Timely offloading of result-data in HPC centers

  • Authors:
  • Henry M. Monti;Ali R. Butt;Sudharshan S. Vazhkudai

  • Affiliations:
  • Virginia Polytechnic Institute and State University, Blacksburg, VA, USA;Virginia Polytechnic Institute and State University, Blacksburg, VA, USA;Oak Ridge National Laboratory, Oak Ridge, TN, USA

  • Venue:
  • Proceedings of the 22nd annual international conference on Supercomputing
  • Year:
  • 2008

Quantified Score

Hi-index 0.00

Visualization

Abstract

High performance computing is facing an exponential growth in job output dataset sizes. This implies a significant commitment of supercomputing center resources---most notably, precious scratch space---in handling data staging and offloading. However, the scratch area is typically managed using simple "purge policies", without sophisticated "end-user data services" that are required to balance center's resource consumption and user serviceability.
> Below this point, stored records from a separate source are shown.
PR #307, opened 2022-03-01
ECCX08Cert and CryptoUtil: arrangements for the introduction of a new hardware crypto

pennam:
Goal of this PR is to ease the introduction of a new hardware crypto device in the ArduinoIoTCloud stack:

*  `ECCX08CertClass` is substituted with a more generic `ArduinoIoTCloudCertClass` based on the original `ECCX08CertClass` removing all references to `ECCX08` device
* CryptoUtilClass is extended in order to abstract basic crypto API and implementing function to build the Certificate Signing Request and the Certificate Itself.

~~I've forgot to fix the provisioning example :crying_cat_face:~~

|   | Provisioning | Connection  |
|--|--|--|
| MKR WIFI 1010  |  :green_heart: | :green_heart:  |
| NANO RP2040  |  :green_heart: | :green_heart:  |
| NANO 33 IOT  |  :green_heart: | :green_heart:  |
| PORTENTA   |  :green_heart: | :green_heart:  |
| MKR GSM 1400   |  :green_heart: | :green_heart:  |

PR #308, opened 2022-03-03
Prepare library to support SE050 crypto device

pennam:
This PR should be rebased and applied after #307 so only commits from https://github.com/arduino-libraries/ArduinoIoTCloud/commit/44a5920ddbd07c796397d7d1526df02d8d59830f to https://github.com/arduino-libraries/ArduinoIoTCloud/commit/3d79839629d963e80ce09cc5bc39c2a6b9562684 are meaningful. I did not found a better way to stack PRs from a fork...

Its goal is to prepare the library and add support to the `SE050` crypto device.

As of now this `SE050` can be found on `PORTENTA H7` boards, but it is not yet enabled in AIoTC_Config.h neither supported by the core.

### DIFF
--- a/src/tls/AIoTCSSCert.h
+++ b/src/tls/AIoTCSSCert.h
@@ -1,0 +1,48 @@
+/*
+   This file is part of ArduinoIoTBearSSL.
+
+   Copyright 2019 ARDUINO SA (http://www.arduino.cc/)
+
+   This software is released under the GNU General Public License version 3,
+   which covers the main part of ArduinoIoTBearSSL.
+   The terms of this license can be found at:
+   https://www.gnu.org/licenses/gpl-3.0.en.html
+
+   You can be released from the requirements of the above licenses by purchasing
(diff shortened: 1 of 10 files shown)


facchinm (approved):

src/tls/AIoTCSSCert.h
```diff
@@ -0,0 +1,48 @@
...
+ ******************************************************************************/
+
+#include <AIoTC_Config.h>
+#ifdef BOARD_HAS_SE050
+
+/******************************************************************************
+ * CONSTANTS
+ ******************************************************************************/
+static const char AIoTSSCert[] =
+"-----BEGIN CERTIFICATE-----\n"
```
aentinger, line 33: I suppose this is a **root** certificate for the Arduino IoT Cloud servers?

pennam: yes, it is. You can view it using:

`openssl s_client -connect server:port -showcerts`

PR #1183, opened 2020-10-14
ignition-rendering3 3.2.0

osrfbuild:


chapulina:
build bottle

scpeters:
I did the same thing earlier today, but I don't think we need new bottles because this is a re-run of `release.py` that has uploaded a new tarball (see the diff)

the proper thing to do here is just merge the PR without a new bottle

scpeters:
I just cancelled the job

chapulina:
Ok, I see. So a new hash doesn't prompt a new bottle :ok_hand:

scpeters:
> Ok, I see. So a new shasum doesn't prompt a new bottle 👌

unless the tag is actually changed, but in this case I believe the tag is still pointing to the same commit, so the contents of the tarball are nominally the same, but differ due to timestamps

PR #1203, opened 2020-11-16
Patch ignition-cmake2 and rebuild ignition-rendering4 bottle

scpeters:
This patches ignition-cmake2 with https://github.com/ignitionrobotics/ign-cmake/pull/125 to fix `FindIgnOGRE2`, which should fix https://github.com/ignitionrobotics/ign-sensors/issues/62 after we have rebuilt the corresponding ignition-rendering bottles. This PR will rebuild `ignition-rendering4`. If it is successful, I will rebuild the other supported versions as well.


scpeters:
build bottle

PR #1219, opened 2020-12-07
Add tests for ignition collections

scpeters:
Use `vcs validate` to test the gazebodistro yaml files.

PR #1220, opened 2020-12-07
ignition-blueprint: test with vcs validate, update commit

scpeters:
This adds a test of the `ignition-blueprint` yaml file similar to #1219, but it also updates the formula to point to the latest commit, since the current release still points to bitbucket:

* https://github.com/ignitionrobotics/ign-blueprint/blob/ignition-blueprint_1.0.0/gazebodistro/collection-blueprint.yaml


scpeters:
build bottle

PR #1237, opened 2020-12-21
ignition-utils0: new formula

chapulina:
Used the commit from https://github.com/ignitionrobotics/ign-utils/pull/1


mjcarroll (approved):

Formula/ignition-utils0.rb
```diff
@@ -0,0 +1,53 @@
...
+    system "cmake", ".", *std_cmake_args
+    system "make", "install"
+  end
+
+  test do
+    (testpath/"test.cpp").write <<-EOS
+      #include <ignition/utils/ImplPtr.hh>
+      class SomeClass
+      {
+        private: ignition::utils::ImplPtr<Implementation> dataPtr;
```
mjcarroll, line 23: You'll need an `Implementation` somewhere above for this to work.

chapulina: fd7c0bd0ed4e37a6c95ac2aaf2f26306e5b3a853

scpeters:
build bottle

scpeters:
build bottle

scpeters:
test is failing

~~~
test.cpp:10:19: error: call to implicitly-deleted default constructor of 'SomeClass'
        SomeClass object;
                  ^
test.cpp:7:61: note: default constructor of 'SomeClass' is implicitly deleted because field 'dataPtr' has no default constructor
        private: ignition::utils::ImplPtr<SomeClassPrivate> dataPtr;
                                                            ^
1 error generated.
~~~

cc @mjcarroll

Formula/ignition-utils0.rb
```diff
@@ -0,0 +1,60 @@
...
+    system "make", "install"
+  end
+
+  test do
+    (testpath/"test.cpp").write <<-EOS
+      #include <ignition/utils/ImplPtr.hh>
+      class SomeClassPrivate
+      {
+      };
+      class SomeClass
```
azeey, line 26: I think `dataPtr` has to be constructed using `MakeImpl`
```suggestion
      class SomeClass: dataPtr(ignition::utils::MakeImpl<SomeClassPrivate>())
```

scpeters:
build bottle

Formula/ignition-utils0.rb
scpeters: that's the class definition, not the constructor

* [Build Status](https://build.osrfoundation.org/job/generic-release-homebrew_triggered_bottle_builder/label=osx_mojave/189/) https://build.osrfoundation.org/job/generic-release-homebrew_triggered_bottle_builder/label=osx_mojave/189/console

azeey: Oops, sorry, it should have been
```c++
class SomeClass
{
  SomeClass(): dataPtr(ignition::utils::MakeImpl<SomeClassPrivate>()) 
  {}
...
```

scpeters: trying member initializer in d552c9b

scpeters:
build bottle

Formula/ignition-utils0.rb
scpeters: > Oops, sorry, it should have been

sorry I pushed before I saw your comment. Do you think it's better to define the default constructor or use an inline member initializer?

scpeters:
now the first compilation that calls clang directly is working, but it fails when building with cmake. After noticing that we are passing `-std=c++17` to clang, I did some debugging and it looks like our cmake config isn't exporting the c++17 requirement for ignition-utils0. I'll post on the pull request about this

Formula/ignition-utils0.rb
azeey: The most common use case is going to be via the default constructor as shown in https://github.com/osrf/sdformat/pull/447/files#diff-a6e2168710bc843df1acd00632454dbe90626aa4f0e21cef75c9c0027d15a482R42, but I don't think it matters much for this test.

scpeters: :+1:

scpeters:
build bottle

PR #1254, opened 2020-12-28
ignition-gazebo2 2.26.0

osrfbuild:

PR #1258, opened 2020-12-30
Make doxygen an optional build dependency

chapulina:
This is an attempt at fixing https://github.com/ignitionrobotics/ign-gazebo/issues/520 and unblocking https://github.com/osrf/homebrew-simulation/pull/1254

I think these are the Blueprint / Citadel / Dome formulae which may be bringing doxygen to `ign-gazebo` builds.

### DIFF
--- a/Formula/ignition-math6.rb
+++ b/Formula/ignition-math6.rb
@@ -13,7 +13,7 @@ class IgnitionMath6 < Formula
   end
 
   depends_on "cmake" => :build
-  depends_on "doxygen" => :build
+  depends_on "doxygen" => [:build, :optional]
   depends_on "eigen"
   depends_on "ignition-cmake2"
   depends_on "ruby"
--- a/Formula/ogre1.9.rb
+++ b/Formula/ogre1.9.rb
@@ -15,8 +15,8 @@ class Ogre19 < Formula
   option "with-cg"
 
   depends_on "cmake" => :build
-  depends_on "boost"
   depends_on "doxygen" => [:build, :optional]
+  depends_on "boost"
   depends_on "freeimage"
   depends_on "freetype"
   depends_on "libx11"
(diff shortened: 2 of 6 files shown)


scpeters:
I made an alternative suggestion in https://github.com/ignitionrobotics/ign-gazebo/issues/520

scpeters:
optional dependencies are now discouraged by brew, so I wouldn't recommend adding them here

I think we can be more consistent in how we treat `doxygen` dependencies, but here's my understanding:

1. a `:build` depend on `doxygen` will make it available when building homebrew bottles, but not install it with `brew install --only-dependencies`, which we use for CI. So for example, doxygen is [not found by the ign-math6 job](https://build.osrfoundation.org/view/os_homebrew/job/ignition_math-ci-ign-math6-homebrew-amd64/63/console)

2. a regular depend on `doxygen` will make it available for our CI jobs to the named package and all its dependents.

I think the proper thing to do would be to always declare `doxygen` as a `:build` dependency in formulae, and also add it to `BREW_BASE_DEPENDENCIES` in [dependencies_archive.sh](https://github.com/ignition-tooling/release-tools/blob/07aa0f70332ebe4005a684eaa1f7f84827d1f853/jenkins-scripts/lib/dependencies_archive.sh#L53) to it will be tested in CI (if desired). we could also add logic to `brew unlink doxygen` for `ignition-gazebo` CI jobs on homebrew

chapulina:
> optional dependencies are now discouraged by brew

Oh ok, I mainly used it because I saw in other formulae, I think it's fine without it

> a :build depend on doxygen will make it available when building homebrew bottles, but not install it with brew install --only-dependencies, which we use for CI

Argh I see, it sounds like brew could use some `:test` dependencies. I didn't mean for this to become too complicated, I'll manage this on `ign-gazebo` instead then.

PR #1278, opened 2021-01-11
ignition-edifice: bump dependencies

chapulina:
Addressing https://github.com/ignition-tooling/release-tools/issues/362

Uses commit from https://github.com/ignitionrobotics/ign-edifice/pull/2/


nkoenig (approved):

scpeters:
build bottle

scpeters:
build bottle

chapulina:
I don't know why it would think that the previous version was 8:

```
osrf/simulation/ignition-edifice:
  * stable version should not decrease (from 8 to 0.999.999~0~20210111~be4570)
```

scpeters:
> I don't know why it would think that the previous version was 8:
> 
> ```
> osrf/simulation/ignition-edifice:
>   * stable version should not decrease (from 8 to 0.999.999~0~20210111~be4570)
> ```

it was originally merged without a `version` attribute, so it inferred the version from the tarball url, probably some random number from the commit hash. the solution is to bump the `version_scheme` (see dd54e3f1e8fbadd1c239921cd1593bf96c717c54 for example)

chapulina:
build bottle

PR #1281, opened 2021-01-12
gazebo11: revision bump for bullet

scpeters:
The most recent homebrew bottle for bullet switched to double-precision, but this was reverted in https://github.com/Homebrew/homebrew-core/pull/68634, so we need to rebuild bottles to fix the broken ABI.


scpeters:
build bottle

scpeters:
build bottle

PR #1284, opened 2021-01-12
Bump in edifice: ign-gazebo5

chapulina:

Uses commit from https://github.com/ignitionrobotics/ign-gazebo/pull/549


scpeters:
this will be handled by #1287

PR #1285, opened 2021-01-12
ignition-launch4: depend on sdformat11 and ignition-physics4

chapulina:


scpeters:
this will be handled by #1287

PR #1683, opened 2021-11-17
Bumps in garden : ign-garden

scpeters:
See https://github.com/ignition-tooling/release-tools/issues/545

### DIFF
--- a/Formula/ignition-garden.rb
+++ b/Formula/ignition-garden.rb
@@ -3,18 +3,11 @@ class IgnitionGarden < Formula
 
   desc "Collection of gazebo simulation software"
   homepage "https://github.com/ignitionrobotics/ign-garden"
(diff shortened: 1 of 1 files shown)


Formula/ignition-garden.rb
```diff
@@ -27,7 +20,7 @@ class IgnitionGarden < Formula
   depends_on "ignition-msgs8"
   depends_on "ignition-physics5"
   depends_on "ignition-plugin1"
-  depends_on "ignition-rendering6"
+  depends_on "ignition-rendering7"
   depends_on "ignition-sensors6"
```
chapulina, line 24: Oops, I think it's missing some dependency bumps

scpeters: yeah, I'm debugging some changes to the bump scripts

PR #1698, opened 2021-12-01
Apple M1 fixes

dlech:
These fixes (along with https://github.com/Homebrew/homebrew-core/pull/90205) are required to get gazebo11 running on Apple M1 hardware as used by the https://github.com/PX4/PX4-Autopilot project.

### DIFF
--- a/Formula/ignition-common3.rb
+++ b/Formula/ignition-common3.rb
@@ -26,6 +26,13 @@ class IgnitionCommon3 < Formula
     cmake_args = std_cmake_args
     cmake_args << "-DBUILD_TESTING=Off"
     cmake_args << "-DCMAKE_INSTALL_RPATH=#{rpath}"
+
+    if Hardware::CPU.arm?
+      # REVISIT: this works around a crash on Apple M1 processors
+      # https://github.com/osrf/homebrew-simulation/pull/1698#discussion_r774674536
+      cmake_args << "-DIGN_PROFILER_REMOTERY=Off"
+    end
+
     system "cmake", ".", *cmake_args
     system "make", "install"
   end


scpeters (approved):
thanks for identifying these fixes!

Formula/ignition-common3.rb
```diff
@@ -25,6 +25,7 @@ class IgnitionCommon3 < Formula
   def install
     cmake_args = std_cmake_args
     cmake_args << "-DBUILD_TESTING=Off"
+    cmake_args << "-DIGN_PROFILER_REMOTERY=Off"
```
scpeters, line 28: is there a build problem with the Remotery profiler on M1?

dlech: No, not a build problem but rather a crash at runtime. As explained in the commit message, it causes a crash because of

```
symbol not found in flat namespace '_rmtMetal_usGetTime'
```

I didn't dig deeper, but I have a feeling that this has to do with clang adding a `_` prefix to C function names. The "missing" function is a C function that is called from ObjC code. I didn't dig any deeper than that. I was hoping that the profiler wasn't something important and we could just go with the easy fix. But if that is not the case, we will have to troubleshoot farther.

scpeters: ok, if it only occurs on the M1 hardware, then can you make this line conditional on the architecture? The following line has some logic you may consider using:

* https://github.com/Homebrew/homebrew-core/blob/4ca871cbc3f1747d6083eaf649aff8cc207f8fce/Formula/unar.rb#L36

dlech: I have made the requested change.

Desartstudio: I have the same problem "symbol not found in flat namespace '_rmtMetal_usGetTime'" in Mac OS12.1 intel I9 not M1

Desartstudio: ok thanks

PR #1734, opened 2021-12-21
🏁 Dome EOL: deprecate and disable bottles

chapulina:
* Part of https://github.com/ignition-tooling/release-tools/issues/600

### DIFF
--- a/Formula/ignition-dome.rb
+++ b/Formula/ignition-dome.rb
@@ -16,6 +16,10 @@ class IgnitionDome < Formula
     sha256 cellar: :any, mojave:   "25f52cf2b4893b2e98c3a9da733c33c434aa6eb9565f34bead4fb4eb725d6854"
   end
 
+  disable! date: "2022-01-31", because: "is past end-of-life date"
+
+  deprecate! date: "2021-12-31", because: "is past end-of-life date"
+
   depends_on "cmake" => :build
   depends_on "ignition-cmake2"
   depends_on "ignition-common3"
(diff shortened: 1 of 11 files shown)


j-rivero (approved):

scpeters:
I need to check if we can still build bottles after this has been merged; we may need to revert until all the dome releases are done

Formula/ignition-dome.rb
```diff
@@ -16,6 +16,10 @@ class IgnitionDome < Formula
     sha256 cellar: :any, mojave:   "25f52cf2b4893b2e98c3a9da733c33c434aa6eb9565f34bead4fb4eb725d6854"
   end
 
+  disable! date: "2022-01-31", because: "is past end-of-life date"
```
scpeters, line 19: adding a `disable!` tag automatically deprecates immediately

chapulina: * So you're saying that the date isn't respected? I was following what we did for Blueprint: https://github.com/osrf/homebrew-simulation/pull/1242

chapulina: * And now I see that was reverted in https://github.com/osrf/homebrew-simulation/pull/1256 :upside_down_face:

chapulina:
> I need to check if we can still build bottles after this has been merged

* Ah now tracing back what we did for Blueprint, I think it may not work: https://github.com/ignitionrobotics/sdformat/pull/449#issuecomment-752300521

Formula/ignition-dome.rb
chapulina: https://github.com/osrf/homebrew-simulation/pull/1737

PR #1762, opened 2021-12-27
Bumps in garden: ign-gazebo7 use ign-math7, ign-common5, sdformat13 and ign-physics6

chapulina:
See https://github.com/ignition-tooling/release-tools/issues/574


Formula/ignition-gazebo7.rb
```diff
@@ -2,19 +2,19 @@ class IgnitionGazebo7 < Formula
   desc "Ignition Gazebo robot simulator"
   homepage "https://github.com/ignitionrobotics/ign-gazebo"
   url "https://github.com/ignitionrobotics/ign-gazebo.git", branch: "main"
-  version "6.999.999~0~20211205"
+  version "6.999.999~0~20211227"
```
j-rivero, line 5: Are we building new source code or just rebuilding the existing code with new dependencies? If the former, it is fine.

chapulina: The source code has changed slightly to adapt to new APIs in the dependencies

scpeters: this formula points to the `main` branch, so it always builds whatever is the latest commit on `main`. The version bump on this line ensures that it will be upgraded if people already have it installed

scpeters (approved):

Formula/ignition-gazebo7.rb
j-rivero: > this formula points to the `main` branch, so it always builds whatever is the latest commit on `main`. The version bump on this line ensures that it will be upgraded if people already have it installed

I see, what was named at some point at a live package. If this is the case, I think it would be better to version it with something like `6.999.999~0~main` to reflect what users really get. Bumping 0 when we need to force a new version, like now. The date has very little to do with the reality of the code.

PR #1772, opened 2021-12-31
README: bottle removal docs and remove dome badges

scpeters:
This removes the dome badges and adds documentation for disabling broken bottles.


chapulina (approved):
Added the list cleanup as a step on the EOL template: https://github.com/ignition-tooling/release-tools/pull/616

PR #1776, opened 2022-01-05
ignition-math6,7: depend on pybind11 and swig

chapulina:
The goal is to enable testing with these dependencies on our CI.

If this is acceptable, I think the next step would be to add `--with-pybind11` and `--with-swig` to `PROJECT_ARGS` here:

https://github.com/ignition-tooling/release-tools/blob/master/jenkins-scripts/lib/project-default-devel-homebrew-amd64.bash#L77


scpeters:
brew doesn't really support optional dependencies very well anymore. I think we're better off adding these as regular dependencies. I'd like to test CI first though. The easiest way to do that is with a `ci_matching_branch/`, so I'll try creating an identical branch with that name

scpeters:
> brew doesn't really support optional dependencies very well anymore. I think we're better off adding these as regular dependencies. I'd like to test CI first though. The easiest way to do that is with a `ci_matching_branch/`, so I'll try creating an identical branch with that name

testing with https://github.com/ignitionrobotics/ign-math/pull/361

scpeters:
I see a cmake warning and several failed scripting tests, though the failed tests don't show up in jenkins because they don't generate junit files

* [Build Status](https://build.osrfoundation.org/job/ignition_math-ci-pr_any-homebrew-amd64/1476/) https://build.osrfoundation.org/job/ignition_math-ci-pr_any-homebrew-amd64/1476/
* https://build.osrfoundation.org/job/ignition_math-ci-pr_any-homebrew-amd64/1476/clang/

~~~
The following tests FAILED:
	119 - PID_TEST.py (Failed)
	139 - Angle_TEST.rb (Failed)
	140 - GaussMarkovProcess_TEST.rb (Failed)
	141 - Rand_TEST.rb (Failed)
	142 - Vector2_TEST.rb (Failed)
	143 - Vector3_TEST.rb (Failed)
	144 - Vector4_TEST.rb (Failed)
	145 - ruby_TEST.rb (Failed)
~~~

chapulina:
> I see a cmake warning and several failed scripting tests

Ah that's unfortunate, I was hoping it would just work. I won't have time to look into those, we could ticket an issue to see if someone volunteers.

scpeters:
closed in favor of #1793

PR #1786, opened 2022-01-14
dome: add disable! date 2 months after EOL

scpeters:
Part of https://github.com/ignition-tooling/release-tools/issues/600.

PR #1788, opened 2022-01-14
Disable old versions of gazebo in 2022-02-28

scpeters:
match disable dates in #1786


chapulina (approved):
I think we're missing a deprecation + disable for Gazebo 7

scpeters:
> I think we're missing a deprecation + disable for Gazebo 7

these formulae were already deprecated. I'll add new deprecations in a separate PR

PR #1793, opened 2022-01-26
ignition-math[6,7]: depend on pybind11

scpeters:
Alternative to #1776 without swig. Pairs with https://github.com/ignitionrobotics/ign-math/pull/361.


Formula/ignition-math6.rb
```diff
@@ -16,6 +16,7 @@ class IgnitionMath6 < Formula
   depends_on "doxygen" => :build
   depends_on "eigen"
   depends_on "ignition-cmake2"
+  depends_on "pybind11"
```
j-rivero, line 19:
```suggestion
  depends_on "pybind11" => :build
```
Is pybind11 a build dependency only? Looking into the debian packaging seems so to me.

scpeters: the `:build` flag ensures that a dependency is installed when building bottles but not when a bottle is installed. In order to ensure that we have `pybind11` installed in our CI, we need to upgrade our CI scripts. I will accept this change and open a PR to fix the release-tools scripts accordingly

PR #1814, opened 2022-02-18
ignition-gazebo6 6.6.0~pre1

osrfbuild:


j-rivero:
I was playing with the new python bindings packaging. We can probably skip this one, or build. @scpeters up to you, not sure if there are consequences if we just skip it.

scpeters:
yeah we can skip it for now

PR #1823, opened 2022-02-26
ogre2.2: patches for M1 arm processors

iche033:
Signed-off-by: Ian Chen <ichen@openrobotics.org>

I applied the patches mentioned in https://github.com/osrf/homebrew-simulation/issues/1628#issuecomment-1039718704 with a slight tweak to the first patch.

After this I was able to install ogre2.2, build and run the `simple_demo` example in ign-rendering with Metal backend.

simple_demo_m1_ign-rendering


iche033:
I also had to add an extra `"-DCMAKE_MACOSX_RPATH=FALSE",` cmake arg for ign-gazebo gui to load ogre libraries via dlopen otherwise I get `security policy does not allow @ path expansion` msgs.  I didn't add that change to this PR as I'm not sure if there are other better ways to around this.

Kakcalu13:
Do you know if this will apply to ultra M1 too?

iche033:
> Do you know if this will apply to ultra M1 too?

no I don't know. I don't have an m1 ultra to test this.

Kakcalu13:
> > Do you know if this will apply to ultra M1 too?
> 
> no I don't know. I don't have an m1 ultra to test this.

Sorry lol I don't know why I asked dumb question. I'm seriously considering to buy ultra M1. I am more than happy to test for you guys once I get it. By the time I get it, should I create a separate issue?

iche033:
I would suggest creating an issue once you are able to test this. You'll then be able to provide more info such as build errors and console output in the case that it does not work.

Kakcalu13:
build bottle
brew-bot-tag: build_m1_patch

Kakcalu13:
I have a quick question if you don't mind about this issue 👼,

How do you get this working?

Here is what I did:
1) cd /opt/homebrew/Library/Taps/osrf/homebrew-simulation/Formula
2) nano ogre2.2.rb
3) Copy/paste from the changed file on the issue here
4) Save and exit
5) brew tap osrf/simulation

Is this how you do this?

scpeters:
currently these patches will be applied for all architectures, so we should bump the revision and rebuild bottles

nello:
I've tried to apply these patches, and believe I have done so successfully. Still doesn't compile on my M1 Macbook Pro though.
```
==> cmake .. -DOGRE_LIB_DIRECTORY=lib/OGRE-2.2 -DOGRE_BUILD_LIBS_AS_FRAMEWORKS=OFF -DOGRE_FULL_RPATH
==> make install
Last 15 lines from ~/Library/Logs/Homebrew/ogre2.2/02.make:
      Ogre::ZipArchive::open(std::__1::basic_string<char, std::__1::char_traits<char>, std::__1::allocator<char> > const&, bool) in OgreZip.cpp.o
  "_zzip_file_read", referenced from:
      Ogre::ZipDataStream::read(void*, unsigned long) in OgreZip.cpp.o
  "_zzip_seek", referenced from:
      Ogre::ZipDataStream::skip(long) in OgreZip.cpp.o
      Ogre::ZipDataStream::seek(unsigned long) in OgreZip.cpp.o
  "_zzip_strerror_of", referenced from:
      Ogre::ZipDataStream::read(void*, unsigned long) in OgreZip.cpp.o
  "_zzip_tell", referenced from:
      Ogre::ZipDataStream::tell() const in OgreZip.cpp.o
ld: symbol(s) not found for architecture arm64
clang: error: linker command failed with exit code 1 (use -v to see invocation)
make[2]: *** [lib/macosx/libOgreMain.2.2.6.dylib] Error 1
make[1]: *** [OgreMain/CMakeFiles/OgreMain.dir/all] Error 2
make: *** [all] Error 2
```

mjcarroll:
Does this set of patches apply to #1956 as well?  I only have an intel mac to test with.

iche033:
> Does this set of patches apply to #1956 as well? I only have an intel mac to test with.

I was able to build ogre2.3 on M1 without this patch

scpeters:
I've updated this branch and added some rpath fixes

scpeters:
build bottle

scpeters:
bottle upload is temporarily broken, wait to rebuild

PR #1859, opened 2022-04-03
Remove disabled formulae

scpeters:
The formulae from the Dome collection and numerous old gazebo classic formulae have been disabled for over a month. It's time to delete them.


Formula/gazebo7.rb
```diff
@@ -34,12 +34,6 @@ class Gazebo7 < Formula
   depends_on "gdal" => :optional
```
chapulina, line 34: We should deprecate / disable / remove `gazebo7`

chapulina (approved):
🧹

Formula/gazebo7.rb
scpeters: I will deprecate it soon

PR #907, opened 2021-05-28
fix: hide timeline for Source or Download tabs

larsyencken:
When you click on the Source or Download tabs of a chart, the timeline currently stays rendered, despite logic that is meant to hide it.

This is because the check is done on `this.tab`, but actually Source and Download are overlays on the tab; when you click on them, `this.tab` stays at wherever it was last.

This fix runs the same check, but on `this.currentTab` instead, which picks up any overlay (such as Source or Download) if they are available. This has the effect of correctly hiding the timeline when the user clicks on those tabs.

See: https://www.notion.so/owid/Hide-timeline-on-Sources-and-Download-tabs-8766e5c1c13f431b978b8d579b92ff65

### DIFF
--- a/grapher/core/Grapher.jsdom.test.ts
+++ b/grapher/core/Grapher.jsdom.test.ts
@@ -207,6 +207,17 @@ describe("hasTimeline", () => {
         grapher.tab = GrapherTabOption.table
         expect(grapher.hasTimeline).toBeTruthy()
     })
+
+    it("source and download tabs do not have a timeline", () => {
+        const grapher = new Grapher(legacyConfig)
+        grapher.type = ChartTypeName.LineChart
+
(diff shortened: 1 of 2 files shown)


MarcelGerber (approved):
Good call, I wasn't really aware of this distinction [back when I wrote that piece of code](https://github.com/owid/owid-grapher/pull/814/files).

danielgavrilov:
Ah the good old `overlayTab` that [we should get rid of](https://owid.slack.com/archives/CQQUA2C2U/p1602073183059800) (Notion issue: [Change downloads overlay tab to popover with equal options](https://www.notion.so/Change-downloads-overlay-tab-to-popover-with-equal-options-44c5138fbef442a5b7ddde430addeb89)).

PR #925, opened 2021-06-02
fix(grapher): Facet graphs controlled by the timeline

larsyencken:
Currently, facet charts totally ignore the timeline control. This is because they are generated from the `inputTable` before transformations, which include filtering the data to only the selected range.

This fix builds the facet charts instead from the `transformedData` that has been correctly filtered this way.

### DIFF
--- a/grapher/facetChart/FacetChart.test.ts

End-user data services such as offloading are performed using point-to-point transfers that are unable to reconcile center's purge and users delivery deadlines, unable to adapt to changing dynamics in the end-to-end data path and are not fault-tolerant. We propose a robust framework for the timely, decentralized offload of result data, addressing the aforementioned significant gaps in extant direct-transfer-based offloading. The decentralized offload is achieved using an overlay of user-specified intermediate nodes and well known landmark nodes. These nodes serve as a means both to provide multiple data-flow paths, thereby maximizing bandwidth as well as provide fail-over capabilities for the offload. We have implemented our techniques within a production job scheduler (PBS) and data transfer tool (BitTorrent), and our evaluation shows that the offloading times can be significantly reduced (90.2% for a 2.1 GB file), while also meeting center-user Service Level Agreements.